### DATA SECTION
*****
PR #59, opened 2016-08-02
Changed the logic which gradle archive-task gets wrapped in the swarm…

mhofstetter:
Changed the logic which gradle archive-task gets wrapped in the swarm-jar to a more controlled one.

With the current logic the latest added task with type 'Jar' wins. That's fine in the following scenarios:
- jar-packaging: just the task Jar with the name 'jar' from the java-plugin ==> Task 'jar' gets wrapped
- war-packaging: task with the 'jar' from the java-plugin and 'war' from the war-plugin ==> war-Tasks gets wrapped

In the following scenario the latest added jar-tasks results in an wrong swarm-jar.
*****
### YOUR GOAL
A verbatim copy of the lines from the one with "- jar-packaging: just" to the end of the listing is the whole answer.

### SOLUTION FOR THIS TASK
- jar-packaging: just the task Jar with the name 'jar' from the java-plugin ==> Task 'jar' gets wrapped
- war-packaging: task with the 'jar' from the java-plugin and 'war' from the war-plugin ==> war-Tasks gets wrapped

In the following scenario the latest added jar-tasks results in an wrong swarm-jar.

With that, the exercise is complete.